◆ TASK TO COMPLETE
Output every record again so that it matches the original word for word.

Segment Start: EXERCISE DATA

PR #22444, opened 2021-07-14
Feature/a11y lessons

thatblindgeye:

Created section and lessons pertaining to web accessibility.

#XXXXX


html_css/web_accessibility.md
```diff
@@ -0,0 +1,70 @@
...
+By the end of this lesson, you should be able to:
+
+* Explain what web accessibility is.
+* Explain the purpose of the Web Content Accessibility Guidelines.
+* Name the 4 principles of the WCAG.
+* Know the differences between the WCAG conformity levels.
+
+### What is Web Accessibility?
+
+Web accessibility is when websites don't have barriers that prevent interaction, access, or contribution from users with a disability, situational limitation, or changing abilities due to age.
```
marvingay, line 17:
```suggestion
Web accessibility means that websites, tools, and technologies are designed and developed so that people with disabilities and other circumstantial limitations can use them.
```

Pulled from W3C and adding a portion of what you have here. Accessibility (and their standards) do sit on a spectrum so I believe it's more appropriate to avoid the "don't have barriers" as an absolute of sorts.

html_css/web_accessibility.md
```diff
@@ -0,0 +1,70 @@
...
+
+There are different types of disabilities, including (but not limited to) auditory, physical/motor, cognitive, or visual. A disability can be permanent, such as a user who is completely blind, or it can be temporary, such as a user with a broken arm, and users may have multiple disabilities. Older users with changing abilities may even have similar conditions as those who have a disability.
```
marvingay, line 19:
```suggestion
There are different types of disabilities, including (but not limited to) auditory, physical/motor, cognitive, or visual. A disability can be permanent, such as a user who is completely blind, or it can be temporary, such as a user with a broken arm. Users may have multiple disabilities at any given time. Older users with changing abilities may even have similar conditions as those who have a disability.
```

I broke the 'and users may have multiple disabilities' out into its own statement and added a few words for completeness.

html_css/web_accessibility.md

Segment End: EXERCISE DATA

◆ SOLUTION TO THIS EXERCISE
PR #22444, opened 2021-07-14
Feature/a11y lessons

thatblindgeye:

Created section and lessons pertaining to web accessibility.

#XXXXX


html_css/web_accessibility.md
```diff
@@ -0,0 +1,70 @@
...
+By the end of this lesson, you should be able to:
+
+* Explain what web accessibility is.
+* Explain the purpose of the Web Content Accessibility Guidelines.
+* Name the 4 principles of the WCAG.
+* Know the differences between the WCAG conformity levels.
+
+### What is Web Accessibility?
+
+Web accessibility is when websites don't have barriers that prevent interaction, access, or contribution from users with a disability, situational limitation, or changing abilities due to age.
```
marvingay, line 17:
```suggestion
Web accessibility means that websites, tools, and technologies are designed and developed so that people with disabilities and other circumstantial limitations can use them.
```

Pulled from W3C and adding a portion of what you have here. Accessibility (and their standards) do sit on a spectrum so I believe it's more appropriate to avoid the "don't have barriers" as an absolute of sorts.

html_css/web_accessibility.md
```diff
@@ -0,0 +1,70 @@
...
+
+There are different types of disabilities, including (but not limited to) auditory, physical/motor, cognitive, or visual. A disability can be permanent, such as a user who is completely blind, or it can be temporary, such as a user with a broken arm, and users may have multiple disabilities. Older users with changing abilities may even have similar conditions as those who have a disability.
```
marvingay, line 19:
```suggestion
There are different types of disabilities, including (but not limited to) auditory, physical/motor, cognitive, or visual. A disability can be permanent, such as a user who is completely blind, or it can be temporary, such as a user with a broken arm. Users may have multiple disabilities at any given time. Older users with changing abilities may even have similar conditions as those who have a disability.
```

I broke the 'and users may have multiple disabilities' out into its own statement and added a few words for completeness.

html_css/web_accessibility.md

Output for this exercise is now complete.